The ferocious letters to me conveyed not confidence but this
fear stated above -- the PBS partisans' panic that their liberal
monolith could soon crack up. The defensive hysteria in the letters
betrayed as posturing the claim in many of them that I "was
pitiful" and hadn't threatened their cherished outpost. Why then
were so many of them writing and calling me so desperately (some of
the phone calls I received from PBS partisans were amusing in their
smarmy and earnest, I-need-to-reeducate-you tone that would quickly
descend into frightened barking in an attempt to silence me from
further criticism of PBS)? People don't hit back that hard and with
such demented invective unless you lay a glove on their favorite
positions and get them disoriented and reeling.
As the barbarically vitriolic letters poured in, I thought about
the advertisement Bill Moyers bought and published this week in the
Washington Post in which he argued that PBS is the "core
curriculum" of America, the shaper of gentle, refined souls attuned
to "beauty" and wisdom. Have you met my letter writers, Mr. Moyers?

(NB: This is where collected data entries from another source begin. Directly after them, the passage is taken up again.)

PR #2574, opened 2020-12-06
1828: Implement C&P company

crericha:
Implemented the following abilities for C&P:

- Pays $15 in revenue until the end of the auction
- Train doesn't rust
- Must run the tile it laid
- Run does not need to include its station
- Does not run if no tile laid
- Buying company has the option to replace C&P home token with one of its tokens for free, provided it has a token and has not laid a token this round.
- If the buying company cannot or does not replace the C&P token, a blocking token is placed instead

Cleaned-up the blocking token logic.

### DIFF
--- a/lib/engine/game/g_1828.rb
+++ b/lib/engine/game/g_1828.rb
@@ -261,6 +261,12 @@ module Engine
         end
       end
 
+      def can_run_route?(entity)
+        return false if entity.id == 'C&P' && !@round.last_tile_lay
+
+        super
+      end
+
       private
 
       def setup_minors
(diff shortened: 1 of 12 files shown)


lib/engine/game/g_1828.rb
```diff
@@ -264,12 +282,25 @@ def coalfields.blocks?(corporation)
...
       end
 
+      def can_run_route?(entity)
+        return false if entity.id == 'C&P' && !@round.last_tile_lay
+
+        super
+      end
+
+      def city_tokened_by?(city, entity)
+        return @graph.connected_nodes(entity).keys.include?(city) if entity.id == 'C&P'
```
tobymao, line 292: why would you do keys.include?

can't you just do connected_nodes(entity)[city]

crericha: Good catch. Let's pretend that never happened lol.

PR #2577, opened 2020-12-06
Variants should also be considered for discount (fixes #2492)

### LINKED ISSUE #2492: Discount does not work for variants
The trains to choose from does not include the variants. Even if discount is specified for the variants.

The reason is that discountable_trains_for in depot.rb ignores variants. Suggestion is to return variants that are discountable as well.

Requires changes in depot.rb and buy_trains.rb

perwestling:
Now variants is added to discountable trains, if the base version
has a discount for the a train. The discount will be the same for
the variants as for the base version.

### DIFF
--- a/assets/app/view/game/buy_trains.rb
+++ b/assets/app/view/game/buy_trains.rb
@@ -109,20 +109,21 @@ module View
         if discountable_trains.any?
           children << h(:h3, h3_props, 'Exchange Trains')
 
-          discountable_trains.each do |train, discount_train, price|
+          discountable_trains.each do |train, discount_train, discount_name, price|
             exchange_train = lambda do
               process_action(
                 Engine::Action::BuyTrain.new(
                   @corporation,
                   train: discount_train,
                   price: price,
+                  variant: discount_name,
                   exchange: train,
                 )
               )
             end
 
             children << h(:div, [
-              "#{train.name} -> #{discount_train.name} #{@game.format_currency(price)} ",
+              "#{train.name} -> #{discount_name} #{@game.format_currency(price)} ",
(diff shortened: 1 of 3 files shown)


assets/app/view/game/buy_trains.rb
```diff
@@ -109,20 +109,21 @@ def render
         if discountable_trains.any?
           children << h(:h3, h3_props, 'Exchange Trains')
 
-          discountable_trains.each do |train, discount_train, price|
+          discountable_trains.each do |train, discount_train, discount_name, price|
```
tobymao, line 112: should the variable be called variant?

lib/engine/depot.rb
```diff
@@ -89,9 +89,20 @@ def discountable_trains_for(corporation)
...
+            next if v[:name] == name
+
+            price = v[:price] - (discount_train.price - discounted_price)
+            discount_info << [train, discount_train, v[:name], price]
+          end
+
+          discount_info
         end.compact
-      end
+      end.flatten(1)
```
tobymao, line 105: shouldn't flat_map just work?

assets/app/view/game/buy_trains.rb
perwestling: Good idea

lib/engine/depot.rb
perwestling: This is me being unused to Ruby... you are correct, flat_map gives the same result.

Consider line 93-100: is there a better way to inject extra elements during a map operation?
Normally the map [t1, t2, t3] would result in [[t1, _, _], [t2, _, _], [t3, _, _]] but I wanted to insert a [t1-variant, _, _] extra. The code I wrote do this but it felt a bit clunky...

PR #2579, opened 2020-12-06
Bug fix, 1846: add potential cash from minor to entity's buying power

### LINKED ISSUE #2566: 1846 - track step is skipped if corp doesn't have enough cash, even though they could buy a minor and get enough cash to lay a tile
https://18xx.games/game/17894?action=120 ([and in gist here](https://gist.github.com/michaeljb/63cc81e5b3bc2b5addae83ae4f5e19ca))

In 1846, track lays cost $20; the track step gets skipped automatically since NYC doesn't have enough cash, but NYC could buy MS from the owner and gain the MS's $40 treasury, and then afford a track lay.

michaeljb:
This prevents auto-skipping track/train steps when the corporation doesn't currently have enough cash for the action, but could have enough cash if they buy in one of the minors.

* because the minors come with a train, the entity's current trains must be
  taken into account
* when considering train buying power for an entity, if they have 0
  trains (i.e., if they must buy a train), the minor's potential cash should
  *not* be considered, as this prevents the president from contributing cash for
  EMR

[Fixes #2566]

-----

The migration is very straightforward, just inserting pass actions when necessary. I ran it locally for all "active" games and then all "finished" games; active took around 4 minutes while finished took around 40, so when released I'll do the same.

### DIFF
--- a/lib/engine/game/g_1846.rb
+++ b/lib/engine/game/g_1846.rb
@@ -568,6 +568,24 @@ module Engine
 
         help
       end
+
+      def potential_minor_cash(entity, allowed_trains: (0..3))
+        if entity.corporation? && entity.cash.positive? && allowed_trains.include?(entity.trains.size)
+          @minors.reduce(0) do |memo, minor|
+            minor.owned_by_player? && minor.cash.positive? ? memo + minor.cash - 1 : memo
+          end
+        else
+          0
+        end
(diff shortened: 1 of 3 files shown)


michaeljb:
Whoops, forgot to migrate specs, will fix and re-open...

They have received such an aristocratic education in the higher
things from PBS they now have the tolerance and refinement of
French Revolutionaries.
The pretensions of PBS's partisans are beyond parody. To
puncture their we-possess-the-serene-maturity-to-save-the-Republic
conceit, all you have to do is say (a) obvious liberal bias exists
on PBS, and (b) taxpayers shouldn't have to finance it. That's
enough to make them come unglued. Their posture of maturity and
rationality will immediately give way to the primitive posture of
1960s radicalism -- a wild, essentially speechless, fascistic form
of protest that throws light on liberalism's basic hostility to
reason and morality.
PBS, as a decaying monument to LBJ's Great Society from which it
came, is one of the left's last redoubts and they will not
surrender taxpayer money without a savage fight. This requires, as
the first phase of the fight, bullying and intimidating critics of
PBS into silence. The answer to the paradox -- why do PBS partisans
who regard themselves as apostles of tolerance and enlightenment
resort so easily to intimidation and infantile exertion of will? --
is that their claims are based not on reason but on force. Their
ideology is a willfulness writ large that becomes more graphic
(through the use of heavy-handed tactics) as their long-standing
privileges are scrutinized and withdrawn. Moreover, since liberal
claims (such as the claim: no liberal bias exists on PBS) do not
find any basis in reality, they cannot be rationally and calmly
demonstrated, and can only be sustained through the hectoring
propaganda of "editorial independence" and so forth.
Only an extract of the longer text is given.